### Exercise objective
For these records, count the lines containing the word "sizes" and respond with the number alone.

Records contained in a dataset

PR #12432, opened 2021-10-22
[Feature Proposal] Allow users to enable Allowlist mode and set allowed hosts in settings

timothycarambat:
### Proposal:

Currently, there has been a large influx of spam and phishing attacks taking place on the Ethereum network. These attacks come in many ways, but the most common is for the attacker to make a carbon copy of a website people are known to interact with and perform a [IDN_homograph_attack](https://en.wikipedia.org/wiki/IDN_homograph_attack).

While MetaMask does provide retroactive protection to its users via the Phishing alert service, we should enable users to whitelist known-good URLs so that in the event they erroneously click on a bad domain - they are not compromising their wallet.

This feature should be non-blocking but provide some indication clearly in the interface that a user is about to interact with a site they have not approved - if this feature is enabled. By default - this setting is not enabled for ease of use.

### Explanation:  

Under `User Settings > Security and Privacy` there is now a new toggle switch + input field.
- This toggle is labeled `Allowlist Mode` and when enabled will prompt users during connection and contract interaction that the hostname they are interacting with is not in the list they can define.
- The input field is a simple text input of comma-separated hostnames without protocols.
- This whitelist filter **does** work with subdomains of the hostnames defined. eg: allowlisting `metamask.io` will also allow `docs.metamask.io`

Allowlist toggle + input field under Settings:
Screen Shot 2021-10-21 at 8 54 19 PM

Allowlist toggle enabled with input defined:
Screen Shot 2021-10-21 at 8 54 53 PM

Allowlist warning on connection:
Screen Shot 2021-10-21 at 8 56 18 PM

Screen Shot 2021-10-21 at 8 57 05 PM

Allowlist warning on transaction interaction:
Screen Shot 2021-10-21 at 8 57 59 PM


timothycarambat:

jj-crypto (approved):

jj-crypto (dismissed):

jj-crypto (approved):

danfinlay:
It's very cool that you were able to implement this feature idea so quickly, but we need to limit merged features to things we expect to have an impact for most users, since we will be taking on any maintenance burden going forward, and we aren't convinced the average user is going to dig into settings to learn to benefit from this, but we are looking at providing similar security benefits in ways that should benefit more users by default.

Closing, but thanks for offering the contribution.

PR #15449, opened 2022-08-03
Use fromAccount instead of selectedAcccount for account updates on edit

brad-decker:
## Explanation
When converting to using fromAccount/selectedAccount the logic on the ACCOUNT_CHANGED case was incorrectly converted. It should be using the 'fromAccount' which is set by the editExistingTransaction method. I added additional safety here by checking for existence of both the payload.account and draftTransaction before doing anything. 

Fixes #15400

PR #15446, opened 2022-08-03
Ensure smart contract interactions are properly represented on the confirm screen

danjm:
Fixes: https://github.com/MetaMask/metamask-extension/issues/15413

The problem was that we were representing a contract interaction as a simple send when first arriving at the confirm screen. The solution is to ensure that if we are sending to a contract address, we apply the contract interaction type to the transaction when creating it from the send screen.

Some other changes were needed to get this fully working:
- added `TRANSACTION_TYPES.CONTRACT_INTERACTION` as a valid transaction type when adding a new unapproved transaction
- added a suffix to the currency display on the confirm screen if it is a contract interaction and no eth logo is being shown, so that the user has the information they need about what value would be sent to the contract
- fixed the `isSmartContractAddress` function which was previously broken because it was attempting to get the wrong property from the result of `readAddressAsContract()`

Before:

https://user-images.githubusercontent.com/7499938/182645886-491a74e1-aa42-4026-8823-e27e1631f3af.mp4

After:

https://user-images.githubusercontent.com/7499938/182644897-94f850d3-af66-4c5a-8dd5-be0ea41ca6df.mp4

PR #15444, opened 2022-08-03
Ensure that if max is selected in send flow, the correct value is set after network switch

danjm:
Fixes https://github.com/MetaMask/metamask-extension/issues/15405

Explanation:

After switching networks, if max amount is selected on the send flow, the amount needs to be updated to reflect the new balance.

PR #15424, opened 2022-08-02
Stop throwing an error when adding gas defaults for a simple send, that has data, to an address without a response code

danjm:
Fixes https://github.com/MetaMask/metamask-extension/issues/15373

The code removed here is not needed. We should be able to estimate gas for simple send transactions that include ~~gas~~ data.

PR #15455, opened 2022-08-03
Update changelog v10.18.2

danjm:
### Changed
- Enhance approval screen title logic ([#15406](https://github.com/MetaMask/metamask-extension/pull/15406))

### Fixed
- Ensure smart contract interactions are properly represented on the confirm screen ([#15446](https://github.com/MetaMask/metamask-extension/pull/15446))
- Fix update of max amount in send flow after network switch([#15444](https://github.com/MetaMask/metamask-extension/pull/15444))
- Fix to ensure user can access full screen editing of network forms from the popup ([#15442](https://github.com/MetaMask/metamask-extension/pull/15442))
- Possibly fix bug which crashes firefox on startup after upgrade to v10.18.1 ([#15425](https://github.com/MetaMask/metamask-extension/pull/15425))
- Fix blocking of editing transactions that had a contract address recipient but no tx data ([#15424](https://github.com/MetaMask/metamask-extension/pull/15424))
- Fix error that could leave the app in a stuck state when quickly moving between the send screen and other screens ([#15420](https://github.com/MetaMask/metamask-extension/pull/15420))
- Fix send screen for Optimism network ([#15419](https://github.com/MetaMask/metamask-extension/pull/15419))
- Fix error that makes app unusable after clicking activity list items for token approval transactions ([#15398](https://github.com/MetaMask/metamask-extension/pull/15398))

Note that this intentionally did not include changes for the following two commits:
- add safegaurd for missing account in action ([#15450](https://github.com/MetaMask/metamask-extension/pull/15450))
- Use fromAccount instead of selectedAcccount for account updates on edit ([#15449](https://github.com/MetaMask/metamask-extension/pull/15449))

As these had no user reports and we were not able to repro, so we don't know the user impact (but we did see errors in sentry)

### DIFF
--- a/CHANGELOG.md
+++ b/CHANGELOG.md
@@ -18,6 +18,7 @@ and this project adheres to [Semantic Versioning](https://semver.org/spec/v2.0.0
 - Fix blocking of editing transactions that had a contract address recipient but no tx data ([#15424](https://github.com/MetaMask/metamask-extension/pull/15424))
 - Fix error that could leave the app in a stuck state when quickly moving between the send screen and other screens ([#15420](https://github.com/MetaMask/metamask-extension/pull/15420))
 - Fix send screen for Optimism network ([#15419](https://github.com/MetaMask/metamask-extension/pull/15419))
+- Fix to ensure the correct balance is used when validating send amounts ([#15449](https://github.com/MetaMask/metamask-extension/pull/15449))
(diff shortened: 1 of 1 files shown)


brad-decker:
If possible we should include the use fromAccount instead of selectedAccount fix. The implication there is that the wrong account's balance could be used for edits which wouldnt present as a sentry bug but would be a bug.

ryanml (approved):

brad-decker (approved):

PR #15459, opened 2022-08-04
Stop injecting provider on docs.google.com

### LINKED ISSUE #15374: [Bug]: Metamask breaks Google Docs / Sheets documents
### Describe the bug

Google Docs / Sheets will not finish to load with a set up Metamask extension.
You will get "unable to load file" error in Google Docs
image

### Steps to reproduce

1. Setup (and finish setup) Metamask with a new wallet (I've only tested with my existing wallets).
2. open Google Drive https://drive.google.com/
3. open an existing Google Docs or Google Sheets document.
4. it fails to load (and works again after deactivating Metamask)

Error from console (Google Docs document). It seems some variable `chainId` is read-only because of Metamask:
image

```shell
n.a., Metamask is locked during whole procedure
```

### Version

10.18.0

### Build type

_No response_

### Browser

Brave

### Operating system

MacOS

### Hardware wallet

Ledger

### Additional context

_No response_

rekmarks:
Per #15374, injecting `window.ethereum` on `docs.google.com` can prevent the user from opening Google docs. I have reproduced this locally myself, and could only fix this by disabling the extension in the browser. I think we can rest assured that our provider is of no use on the Google docs website, and we can always revert this if that should change.

Fixes #15374

### DIFF
--- a/app/scripts/contentscript.js
+++ b/app/scripts/contentscript.js
@@ -329,16 +329,17 @@ function documentElementCheck() {
  */
 function blockedDomainCheck() {
   const blockedDomains = [
-    'uscourts.gov',
-    'dropbox.com',
-    'webbyawards.com',
-    'cdn.shopify.com/s/javascripts/tricorder/xtld-read-only-frame.html',
     'adyen.com',
-    'gravityforms.com',
-    'harbourair.com',
     'ani.gamer.com.tw',
     'blueskybooking.com',
+    'cdn.shopify.com/s/javascripts/tricorder/xtld-read-only-frame.html',
+    'docs.google.com',
+    'dropbox.com',
+    'gravityforms.com',
+    'harbourair.com',
     'sharefile.com',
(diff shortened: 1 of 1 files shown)


app/scripts/contentscript.js
```diff
@@ -329,16 +329,17 @@ function documentElementCheck() {
...
     'ani.gamer.com.tw',
     'blueskybooking.com',
+    'cdn.shopify.com/s/javascripts/tricorder/xtld-read-only-frame.html',
+    'docs.google.com',
+    'dropbox.com',
+    'gravityforms.com',
+    'harbourair.com',
     'sharefile.com',
+    'uscourts.gov',
+    'webbyawards.com',
```
rekmarks, line 342: I sorted these lines alphabetically but the only addition is `docs.google.com`.

Gudahtt (approved):
LGTM!

darkwing (approved):

PR #15461, opened 2022-08-04
Fix/use etherjs specific imports

### LINKED ISSUE #15232: Replace general imports of ethers with specific package imports
Blocked by https://github.com/MetaMask/metamask-extension/issues/15231

We currently include the who ethers library in our dependency tree, but it should be possible to just require and import only the packages we need.

See the readme here for an example: https://github.com/ethers-io/ethers.js/tree/master/packages/contracts

The task is to replace all instances where we import all of ethers with the specific package that is needed, and then to remove the general package from package.json. We should compare the build size before and after this change to confirm it has the desired affect.

amerkadicE:
## Explanation

We don't need to import both whole ethers npm package.
This PR replaces all imports of ethers npm umbrella package with a specific ethers package.

## More Information

Fixes #15232

### Before
**Current bundle size on develop**
"background": {
    "name": "background",
    "size": 76085955
 
   "ui": {
    "name": "ui",
    "size": 94503010,

**Google Chrome build size after removing web3 npm package.**

  "background": {
    "name": "background",
    "size": 10236142,
    
  "ui": {
    "name": "ui",
    "size": 12504705,

image

### After
Google Chrome build size after removing ethers umbrella npm package.
"background": {
    "name": "background",
    "size": 13145874,
    
  "ui": {
    "name": "ui",
    "size": 16133810,

image

## Manual Testing Steps

Check if the extension works correctly. There are a lot of places where we changed ethers package. 

## Pre-Merge Checklist


app/scripts/controllers/swaps.test.js
```diff
@@ -377,7 +377,7 @@ describe('SwapsController', function () {
         assert.strictEqual(gasEstimate, bufferedGasLimit);
         assert.strictEqual(
           gasEstimateWithRefund,
-          `0x${new BigNumber(maxGas, 10)
+          `0x${new BigNumberjs(maxGas, 10)
```
adonesky1, line 380: Could we just use the `ethers` version of BigNumber here too? And get rid of `bignumber.js` here?

adonesky1 (dismissed):
One small question, otherwise LGTM

app/scripts/controllers/swaps.test.js
amerkadicE: It will cause a test to fail because ethers BigNumber adds 0 when we covert to hex value. 
image

danjm (changes requested):
hmmm... why does this make the bundle size bigger? We should investigate that

adonesky1:
I was trying this approach to measuring size increase as well - looking at the zip file size - but I'm not sure if its a valid way to measure...? @brad-decker @Gudahtt what do you think?

amerkadicE:
@danjm I investigated why we have bundle sizes bigger after using specific ethers packages. 

It looks like every specific ethers package will install node modules that he needs, so it will cause multiple installations of the same package. Like in the picture below.

image

When we install umbrella ethers, the size of that node module is 8,5 MB.
When we install only specific packages that we use, the size of that node module is 25,5MB.

adonesky1:
> @danjm I investigated why we have bundle sizes bigger after using specific ethers packages.
> 
> It looks like every specific ethers package will install node modules that he needs, so it will cause multiple installations of the same package. Like in the picture below.
> 
> image
> 
> When we install umbrella ethers, the size of that node module is 8,5 MB. When we install only specific packages that we use, the size of that node module is 25,5MB.

looking into this.

adonesky1:
So at least part of the problem is that any places in our dependency tree that `ethers` is imported rather than the component `@ethersproject/<subfolder>` it makes sure that we will have atleast one fixed version import of each `@ethersproject/` dependency, since each version of `ethers` depends on the same fixed `equivalent` version of each of the `@ethersproject/` components: [5.7.0](https://npmfs.com/package/ethers/5.7.0/package.json#L5), [5.6.0](https://npmfs.com/package/ethers/5.6.0/package.json#L5), etc. So we should try to get rid of all uses of the "umbrella" `ethers` package in our dependency tree if possible.

adonesky1:
Actually not sure if we can do this since `@ethersproject/hardware-wallets` depends on `ethers` itself...

adonesky1:
Looks like upgrading our version of `@eth-optimism/contracts` could help...

adonesky1:
> Looks like upgrading our version of `@eth-optimism/contracts` could help... @danjm do you know if this will require complex adaptations, seems like we're pretty far behind: currently `.0.0-2021919175625` -> latest `0.5.33`

Looks like the interfaces haven't changed for the functions/objects we use

danjm:
> Looks like the interfaces haven't changed for the functions/objects we use
@adonesky1 I agree. I don't think updating will be breaking for us

adonesky1:
So despite consolidating all of the `@ethersproject/` components to a single version, i'm still seeing the size increase about the same amount. Looking at the remaining instances of `ethers` in our dependency graph: 
Screen Shot 2022-09-07 at 2 19 20 PM

we can easily move `@metamask/controllers` and `@metamask/smart-transactions-controller` to use the specific imports ourselves, but will need `eth-optimism` team to update [@eth-optimism/core-utils](https://www.npmjs.com/package/@eth-optimism/core-utils) to use specific imports instead of `ethers` if we want to get it out of our dependency tree altogether.

adonesky1:
I've pinged the Optimism team about this here: https://consensys.slack.com/archives/C01KXHPU3C6/p1662579353556779

adonesky1:
the Optimism team has graciously opened PR that will help us remove the umbrella package `ethers` from our dependency tree: https://github.com/ethereum-optimism/optimism/pull/3363. Once they publish we can pull that in and update here.

adonesky1:
Working with eth-optimism team to get their new build right.

adonesky1:
Currently waiting for updated build from Optimism: [thread](https://consensys.slack.com/archives/C01KXHPU3C6/p1663199469927819?thread_ts=1662579353.556779&cid=C01KXHPU3C6)

brad-decker:
@adonesky1 are there any updates relevant to this PR that can be shared?

brad-decker (dismissed):

adonesky1:
The only outstanding instance of `ethers` in the extensions's dependency graph is from `@ensdomains/ensjs` v2.1.0 via `@truffle/encoder` / `@truffle/decoder`. `@truffle/decoder` is used by the `transactions-decoding` component, and probably can't be easily replaced but `@ensdomains/ensjs` has an alpha version (3.0.0) which removes it's dependency on `ethers` so perhaps we ask Truffle to update this dependency to use the alpha version of `@ensdomains/ensjs`? cc @danjm  I will write up a separate ticket to follow up on this.

danjm (approved):
~~LGTM!~~

app/scripts/controllers/detect-tokens.js
```diff
@@ -114,6 +115,7 @@ export default class DetectTokensController {
       : tokenList;
 
     const tokensToDetect = [];
+    this.ethersProvider = new Web3Provider(this._network._provider);
```
danjm, line 118: Oh, I don't know if this file needs a provider any more?

danjm (changes requested):

app/scripts/controllers/detect-tokens.js
adonesky1: looks like you're right! Will remove

adonesky1: done [here](https://github.com/MetaMask/metamask-extension/pull/15461/commits/cbe7652b41a0835def382ee508550348e23679ce)

danjm (approved):

brad-decker (approved):

brad-decker:
Is replacing bignumber imports an important part of this? It doesnt seem like all were changed

PR #15464, opened 2022-08-04
Replace `rc` with `ini`

Gudahtt:
We use the `rc` package to read the `.metamaskrc` configuration file, which is in "ini" format. This package has been replaced by the `ini` package.

The `rc` package was not actively maintained, and it has had recent security vulnerabilities. But most importantly, the config object returned by `rc` includes a bunch of extra information that made [build script validation](https://github.com/MetaMask/metamask-extension/issues/15003) difficult to implement. Specifically, it  made it challenging to ensure no extra environment variables were present.

The `ini` package on the other hand is simple, well maintained, and is simpler to use. This package doesn't add any extra properties to the object it returns, making validation easy.

## Manual Testing Steps

This should have no functional changes.

## Pre-Merge Checklist

- [x] PR template is filled out
- [x] **IF** this PR fixes a bug, a test that _would have_ caught the bug has been added
- [x] PR is linked to the appropriate GitHub issue
- [x] PR has been added to the appropriate release Milestone

### + If there are functional changes:

- [ ] Manual testing complete & passed
- [ ] "Extension QA Board" label has been applied

PR #15468, opened 2022-08-04
Add validation to production build script 

### LINKED ISSUE #15003: Add environment variable validation to the build script
Currently the build script doesn't validate that expected environment variables are set for production builds. This is because the build script doesn't know the difference between a real production build and a production-like build. We have one build target (`yarn build prod` a.k.a. `yarn dist`) that we use for local testing and for the real prod build, and environment variables are the only difference between the two. There's no way for the script to know whether a missing environment variable is intentional or not.

We should split this single build target into two: one target for production-like builds, and one for a real production build. The real production build target can include comprehensive validation that ensures all expected environment variables are set.

Gudahtt:
Validation has been added to the build script when the "prod" target is selected. We now ensure that all expected environment variables are set, and that no extra environment variables are present (which might indicate that the wrong configuration file is being used).

The `prod` target uses a new `.metamaskprodrc` configuration file. Each required variable can be specified either via environment variable or via this config file. CI will continue set these via environment variable, but for local manual builds we can use the config file to simplify the build process and ensure consistency.

A new "dist" target has been added to preserve the ability to build a "production-like" build without this validation.

The config validation is invoked early in the script, in the CLI argument parsing step, so that it would fail more quickly. Otherwise we'd have to wait a few minutes longer for the validation to run. This required some refactoring, moving functions to the utility module and moving the config to a dedicated module.

Closes #15003

## Manual Testing Steps

The build targets of `dev`, `devTest`, `test` should all remain unchanged. The new build target `dist` should behave the same as the old `prod` target (which confusingly was invoked as `yarn dist`).

The new `prod` target has this new behavior:
* It should demand that all _required_ variables are set either via environment variable or the `.metamaskprodrc` config file.
  * The required variables are:
    * `SENTRY_DSN`
    * `PUBNUB_PUB_KEY`
    * `PUBNUB_SUB_KEY`
    * `INFURA_[build type]_PROJECT_ID`
    * `SEGMENT_[build type]_WRITE_KEY`
  * For the build-type-specific variables, only those used by the current build are required.
* Extra values specified in `.metamaskprodrc` should produce an error.
* Extra environment variables **should not** produce an error (of course - that would make this impossible to use)
* The validation should occur early in the build process, before any tasks have started.

## Pre-Merge Checklist

### DIFF
--- a/.circleci/config.yml
+++ b/.circleci/config.yml
@@ -246,9 +246,25 @@ jobs:
       - checkout
       - attach_workspace:
           at: .
-      - run:
-          name: build:dist
-          command: yarn dist
+      - when:
+          condition:
+            not:
+              matches:
+                pattern: /^master$/
+                value: << pipeline.git.branch >>
+          steps:
+            - run:
+                name: build:dist
+                command: yarn build dist
+      - when:
+          condition:
+            matches:
+              pattern: /^master$/
+              value: << pipeline.git.branch >>
+          steps:
+            - run:
+                name: build:prod
+                command: yarn build prod
       - run:
           name: build:debug
           command: find dist/ -type f -exec md5sum {} \; | sort -k 2
@@ -266,7 +282,7 @@ jobs:
           at: .
       - run:
           name: build:dist
-          command: yarn build --build-type beta prod
+          command: yarn build --build-type beta dist
       - run:
           name: build:debug
           command: find dist/ -type f -exec md5sum {} \; | sort -k 2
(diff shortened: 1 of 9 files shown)


Gudahtt:
This depends upon #15464 and #15447

brad-decker (approved):
I have validated that when missing variables the build fails, and that the proper rc files are used for instantiating the build. All looks good to me.

brad-decker:
Also validated that extra vars invalidate the build

rickycodes (approved):
lgtm

PR #15472, opened 2022-08-04
Prevent confirm screen from showing method name from contract registry for txes created within MetaMask

danjm:
Explanation:

Prior to v10.18.2, if we edited hex data on the send screen and sent to a contract address, we incorrectly identified it as a simple send. On 10.18.2 we correctly represent it as a contract interaction, but by doing so we show the name of the method associated with that 4-byte signature from the registry.

This PR maintains the representation of these transactions as contract interactions, but ensures that if they are created from within MetaMask, we don't show any specific names, to avoid any possibility of showing incorrect or malicious info to the user in these cases.

before:
Screenshot from 2022-08-04 16-08-10

after:
Screenshot from 2022-08-04 16-06-16

### DIFF
--- a/ui/pages/confirm-transaction-base/confirm-transaction-base.component.js
+++ b/ui/pages/confirm-transaction-base/confirm-transaction-base.component.js
@@ -1054,7 +1054,10 @@ export default class ConfirmTransactionBase extends Component {
     } = this.getNavigateTxData();
 
     let functionType;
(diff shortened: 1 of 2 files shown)


adonesky1 (approved):
LGTM

brad-decker (approved):

seaona:
QA pass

### Your solution
2